Output exactly the lines that run from the top of the entries to the line holding "An alternative approach", including both of those lines.

Source information =
__________

PR #230, opened 2021-04-22
Local Penalization

henrymoss:
An alternative approach for greedy batch design.

We now have a special type of acquisition function builder (as subclass of the general builder) that requires a pending_points input when it is built. This allows us to return the acquisition function that measures the utility of making a new evaluation **given** the pending points are already going to be queried.

When the builder is called with pending_points = None (i.e when collecting the first batch element), we calculate the Lipschitz constant. This is then reused for all remaining points in the batch.

This solution is less elegant but much more intuitive and doest require as much code.


trieste/acquisition/function.py
```diff
@@ -852,3 +853,202 @@ def batch_ei(at: TensorType) -> TensorType:
...
+        :param models: The models over each dataset in ``datasets``.
+        :param pending_points: Points already chosen to be in the current batch (of shape [M,D]), 
+        	where M is the number of pending points and D is the search space dimension.
+        :return: An acquisition function.
+        """
+
+
+class SingleModelGreedyAcquisitionBuilder(ABC):
+    """
+    Convenience acquisition function builder for an acquisition function (or component of a
```
uri-granta: You forgot to update the docstring.

Also it's a pity we have to duplicate code like this, but I can't think of any cleaner way.

trieste/acquisition/function.py
```diff
@@ -852,3 +853,202 @@ def batch_ei(at: TensorType) -> TensorType:
...
+	        self._lipschitz_constant = lipschitz_constant
+	        self._eta = eta
+
+
+        log_base_acquisition = tf.math.log(expected_improvement(model, eta))
+
+        if not pending_points: # no penalization required for first batch element.
+            return base_acquisition
+
+        penalization = local_penalizer(model, pending_points, lipschitz_constant, eta)
```
```suggestion
        penalization = local_penalizer(model, pending_points, self._lipschitz_constant, self._eta)
```

Also, you may want to check that these aren't None (in case the function was incorrectly called with non-empty pending points the first time).

trieste/acquisition/function.py
```diff
@@ -852,3 +853,202 @@ def batch_ei(at: TensorType) -> TensorType:
...
+	        if lipschitz_constant < 1e-5: # threshold to improve numerical stability for 'flat' models
+	                lipschitz_constant = 10
+
+	        eta = tf.reduce_min(mean, axis=0)
+
+	        self._lipschitz_constant = lipschitz_constant
+	        self._eta = eta
+
+
+        log_base_acquisition = tf.math.log(expected_improvement(model, eta))
```
```suggestion
        log_base_acquisition = tf.math.log(expected_improvement(model, self._eta))
```

and maybe move below the not pending_points check

trieste/acquisition/rule.py
```diff
@@ -93,7 +97,7 @@ class EfficientGlobalOptimization(AcquisitionRule[None, SP_contra]):
 
     def __init__(
         self,
-        builder: AcquisitionFunctionBuilder | None = None,
+        builder: AcquisitionFunctionBuilder | GreedyAcquisitionFunctionBuilder | None = None,
```
uri-granta, line 101: You don't need this change, since a GreedyAcquisitionFunctionBuilder is a type of AcquisitionFunctionBuilder.

```suggestion
        builder: AcquisitionFunctionBuilder | None = None,
```

trieste/acquisition/rule.py
```diff
@@ -154,8 +160,19 @@ def acquire(
         :param state: Unused.
         :return: The single (or batch of) points to query, and `None`.
         """
+
         acquisition_function = self._builder.prepare_acquisition_function(datasets, models)
-        return self._optimizer(search_space, acquisition_function), None
+        points = self._optimizer(search_space, acquisition_function)
+
+        if isinstance(self._builder, GreedyAcquisitionFunctionBuilder) and self._num_query_points>1:
```
uri-granta: If you intend to call `prepare_acquisition_function(datasets, models)` for the first point regardless of whether it's greedy or not, you may need to give pending_points a default value in the classes above. The alternative is to fully separate GreedyAcquisitionFunctionBuilder calls from the other ones.

uri-granta (commented):
I think this is better than the previous approach, but feel like it's a little ugly. However, I'm struggling to think of how to improve it further.

Also I don't think the **kwargs is set up quite right at the moment. I'll slack you to chat.

henrymoss:
I have a working version of LP now. It is reasonably well tested, both across unit and integration tests.  A notebook will follow in another PR.

trieste/acquisition/function.py
```diff
@@ -676,3 +676,245 @@ def batch_ei(at: TensorType) -> TensorType:
             return tf.reduce_mean(batch_improvement, axis=-1, keepdims=True)  # [..., 1]
 
         return batch_ei
+
+
+class GreedyAcquisitionFunctionBuilder(ABC):
+    """
+    An :class:`GreedyAcquisitionFunctionBuilder` builds an acquisition function
```
```suggestion
    A :class:`GreedyAcquisitionFunctionBuilder` builds an acquisition function
```

trieste/acquisition/function.py
```diff
@@ -676,3 +676,245 @@ def batch_ei(at: TensorType) -> TensorType:
...
+    suitiable for greedily building batches for batch Bayesian
+    Optimisation. :class:`GreedyAcquisitionFunctionBuilder` differs
+    from :class:`AcquisitionFunctionBuilder` by requiring that a set
+    of pending points is passed to the builder.
```
uri-granta: (Maybe also note that it's called multiple times each iteration?)

trieste/acquisition/function.py
```diff
@@ -676,3 +676,245 @@ def batch_ei(at: TensorType) -> TensorType:
...
+    Builder of the acquisition function maker for greedily collecting batches by local
+    penalization.  The resulting :const:`AcquisitionFunctionMaker` takes in a set of pending
+    points and returns the expected improvment acquisiton function penalized around those points.
+
+    Local penalization allows us to perform batch Bayesian optimization with a standard (non-batch)
+    acqusition function. By iteratively building a batch of points by maximizing an acquisition
+    function that is clipped around the values correponding to locations close to the already
+    chosen (pending) points, local penalization provides diverse batches of canidadate points.
+
+    Local penalization is applied to the acquisition function multiplicatively, however, to
```
```suggestion
    Local penalization is applied to the acquisition function multiplicatively. However, to
```

trieste/acquisition/function.py
```diff
@@ -676,3 +676,245 @@ def batch_ei(at: TensorType) -> TensorType:
...
+    improve numerical stability, we perfom additive penalization in a log space.
+
+    For our penalization function, we implement the soft penalization strategy
+    of :cite:`Gonzalez:2016`, where an estimate of the objective function's Lipschitz
+    constant is used to control the size of penalization.
+
+    The Lipschitz constant and additionl penalization parameters are estimated once
+    when preparing the :const:`AcquisitionFunctionMaker` and reused for each
```
uri-granta: (this paragraph is now out of date)

trieste/acquisition/function.py
```diff
@@ -676,3 +676,245 @@ def batch_ei(at: TensorType) -> TensorType:
...
+    from :class:`AcquisitionFunctionBuilder` by requiring that a set
+    of pending points is passed to the builder.
+    """
+
+    @abstractmethod
+    def prepare_acquisition_function(
+        self,
+        datasets: Mapping[str, Dataset],
+        models: Mapping[str, ProbabilisticModel],
+        pending_points: TensorType = None,
```
uri-granta: Strictly speaking, pending points should be marked as optional:

```suggestion
        pending_points: Optional[TensorType] = None,
```

trieste/acquisition/function.py
```diff
@@ -676,3 +676,245 @@ def batch_ei(at: TensorType) -> TensorType:
...
+        :param model: The model over the specified ``dataset``.
+        :param pending_points: The points we penalize with respect to.
+        :return: The (log) expected improvement penalized with respect to the pending points.
+        This function will raise :exc:`ValueError` if its first call does not
+        have pending_points=None.
+        """
+        if len(dataset.query_points) == 0:
+            raise ValueError("Dataset must be populated.")
+
+        if (
```
uri-granta, line 898: Possibly clearer formatting as:

```python
if pending_points is None:
    # only compute ...
    sample = ....
```

Ditto for the comments on line lines 815 and 828 (and lines 134 and 173 in rule).

trieste/acquisition/function.py
```diff
@@ -676,3 +676,245 @@ def batch_ei(at: TensorType) -> TensorType:
...
+            self._lipschitz_constant = lipschitz_constant
+            self._eta = eta
+
+        if self._lipschitz_constant is None:
+            raise ValueError("Local penalization must be first called with no pending_points.")
+
+        def log_acquisition(x: TensorType) -> TensorType:
+            return tf.math.log(expected_improvement(model, self._eta)(x))
+
+        log_base_acquisition = log_acquisition
```
uri-granta: Is this line necessary? Why not just return/use `log_acquisition`?

tests/unit/acquisition/test_function.py
```diff
@@ -68,6 +71,13 @@ def prepare_acquisition_function(
         return raise_exc
 
 
+class _ArbitraryGreedySingleBuilder(SingleModelGreedyAcquisitionBuilder):
+    def prepare_acquisition_function(
+        self, dataset: Dataset, model: ProbabilisticModel
```
uri-granta:
```suggestion
        self, dataset: Dataset, model: ProbabilisticModel, pending_points: TensorType = None
```

trieste/acquisition/function.py
```diff
@@ -676,3 +676,245 @@ def batch_ei(at: TensorType) -> TensorType:
...
+        dataset: Dataset,
+        model: ProbabilisticModel,
+        pending_points: TensorType = None,
+    ) -> AcquisitionFunction:
+        """
+        :param dataset: The data from the observer.
+        :param model: The model over the specified ``dataset``.
+        :param pending_points: The points we penalize with respect to.
+        :return: The (log) expected improvement penalized with respect to the pending points.
+        This function will raise :exc:`ValueError` if its first call does not
```
uri-granta: You should put exceptions as a separate entry rather than as part of the return (though you were missing the indentation to do that anyway, which is why there was an error).

```suggestion
        :raise ValueError: if the first call does not
```

trieste/acquisition/function.py
```diff
@@ -676,3 +676,245 @@ def batch_ei(at: TensorType) -> TensorType:
...
+    when preparing the :const:`AcquisitionFunctionMaker` and reused for each
+    individual :const:`AcquisitionFunction`) it makes.
+
+    """
+
+    def __init__(self, search_space: SearchSpace, grid_size: int = 500):
+        """
+        :param search_space: The global search space over which the optimisation is defined.
+        :param grid_size: Size of the grid over which the Lipschitz constant is estimated.
+        We recommend scaling this with search space dimension.
```
uri-granta: Sphinx needs indentation here to be happy.

```suggestion
            We recommend scaling this with search space dimension.
```

trieste/acquisition/function.py
```diff
@@ -676,3 +676,245 @@ def batch_ei(at: TensorType) -> TensorType:
...
+    where :math:`z = \frac{1}{\sqrt{2\sigma^2(x')}}(L||x'-x|| + \eta - \mu(x'))`.
+
+    The penalization from a set of pending points is just product of the individual penalizations.
+    See :cite:`Gonzalez:2016` for a full derivation.
+
+    :param model: The model over the specified ``dataset``.
+    :param pending_points: The points we penalize with respect to.
+    :param lipschitz_constant: The estimated Lipschitz constant of the objective function.
+    :param eta: The estimated global minima.
+    :return: The local penalization function. This function will raise
```
uri-granta, line 987: Put exceptions in a separate :raise entry.

uri-granta (approved):
Looks good bar some small fixes (which should also cover the typing and docs errors).

trieste/acquisition/function.py
```diff
@@ -676,3 +676,243 @@ def batch_ei(at: TensorType) -> TensorType:
             return tf.reduce_mean(batch_improvement, axis=-1, keepdims=True)  # [..., 1]
 
         return batch_ei
+
+
+class GreedyAcquisitionFunctionBuilder(ABC):
+    """
+    A :class:`GreedyAcquisitionFunctionBuilder` builds an acquisition function
+    suitiable for greedily building batches for batch Bayesian
```
vpicheny: suitable

trieste/acquisition/function.py
```diff
@@ -676,3 +676,243 @@ def batch_ei(at: TensorType) -> TensorType:
             return tf.reduce_mean(batch_improvement, axis=-1, keepdims=True)  # [..., 1]
 
         return batch_ei
+
+
+class GreedyAcquisitionFunctionBuilder(ABC):
```
vpicheny, line 764: not sure this is for this PR but this builder could also be used in the asynchronous case I believe? (i.e. we would choose the next experiment while B-1 are still running) In that case maybe Greedy is not the right term?

trieste/acquisition/function.py
```diff
@@ -676,3 +676,243 @@ def batch_ei(at: TensorType) -> TensorType:
...
+            where M is the number of pending points and D is the search space dimension.
+        :return: An acquisition function.
+        """
+
+
+class LocallyPenalizedExpectedImprovement(SingleModelGreedyAcquisitionBuilder):
+    r"""
+    Builder of the acquisition function maker for greedily collecting batches by local
+    penalization.  The resulting :const:`AcquisitionFunctionMaker` takes in a set of pending
+    points and returns the expected improvment acquisiton function penalized around those points.
```
vpicheny: acquisition

trieste/acquisition/function.py
```diff
@@ -676,3 +676,243 @@ def batch_ei(at: TensorType) -> TensorType:
...
+
+    Local penalization allows us to perform batch Bayesian optimization with a standard (non-batch)
+    acqusition function. By iteratively building a batch of points by maximizing an acquisition
```
vpicheny, line 846: acquisition

trieste/acquisition/function.py
```diff
@@ -676,3 +676,243 @@ def batch_ei(at: TensorType) -> TensorType:
...
+    function that is clipped around the values correponding to locations close to the already
+    chosen (pending) points, local penalization provides diverse batches of canidadate points.
```
vpicheny: candidate

trieste/acquisition/function.py
```diff
@@ -676,3 +676,243 @@ def batch_ei(at: TensorType) -> TensorType:
...
+
+    Local penalization is applied to the acquisition function multiplicatively. However, to
+    improve numerical stability, we perfom additive penalization in a log space.
+
+    For our penalization function, we implement the soft penalization strategy
+    of :cite:`Gonzalez:2016`, where an estimate of the objective function's Lipschitz
+    constant is used to control the size of penalization.
+
+    The Lipschitz constant and additional penalization parameters are estimated once
+    when first preparing the acquisition function with no pending points. These estaimtes
```
vpicheny: estimates

trieste/acquisition/function.py
```diff
@@ -676,3 +676,243 @@ def batch_ei(at: TensorType) -> TensorType:
...
+    are reused for all subsequent function calls.
+    """
+
+    def __init__(self, search_space: SearchSpace, grid_size: int = 500):
```
vpicheny: grid_size is misleading: we're not using a grid (search_space.sample() returns uniformly distributed samples). Plus, grid_size could be understood as `sample_size = grid_size ^ dim`

trieste/acquisition/function.py
```diff
@@ -676,3 +676,243 @@ def batch_ei(at: TensorType) -> TensorType:
...
+                lipschitz_constant = 10
+
+            self._lipschitz_constant = lipschitz_constant
+            self._eta = eta
+
+        if self._lipschitz_constant is None:
+            raise ValueError("Local penalization must be first called with no pending_points.")
+
+        def log_acquisition(x: TensorType) -> TensorType:
+            return tf.math.log(expected_improvement(model, self._eta)(x))
```
vpicheny: Is it important to return values in log space? otherwise I would suggest back-transforming to EI space for consistency with classical EI (here and below). EI value could be used for debugging (positivity) and to track down convergence. Alternatively add `Log` to the function name...

trieste/acquisition/function.py
```diff
@@ -676,3 +676,243 @@ def batch_ei(at: TensorType) -> TensorType:
...
+        if len(dataset.query_points) == 0:
+            raise ValueError("Dataset must be populated.")
+
+        if (
+            pending_points is None
+        ):  # only compute penalization parameters once per optimization step
+            samples = self._search_space.sample(num_samples=self._grid_size)
+            samples = tf.concat([dataset.query_points, samples], 0)
+
+            def get_lipschitz_estimate(
```
vpicheny, line 904: slightly confusing that this is here and not part of the `PenalizationFunction`. Maybe it's not possible, but this is what would makes sense (e.g. we could use a different penalty that doesn't need the Lischitz constant)

henrymoss: I guess it could go in the penalization function. I'll see what that looks like

vpicheny (approved):
it can be merged as it is, however my two main remarks are:

- maybe the `Greedy` abstraction could be used in a different context (asynchronous batches), could be worth thinking about it before merging
- having an abstraction for the `PenalizationFunction` but computing the Lipschitz constant anyway within the LP rule isn't really logical (but I could live with that)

__________

Written reply =
PR #230, opened 2021-04-22
Local Penalization

henrymoss:
An alternative approach for greedy batch design.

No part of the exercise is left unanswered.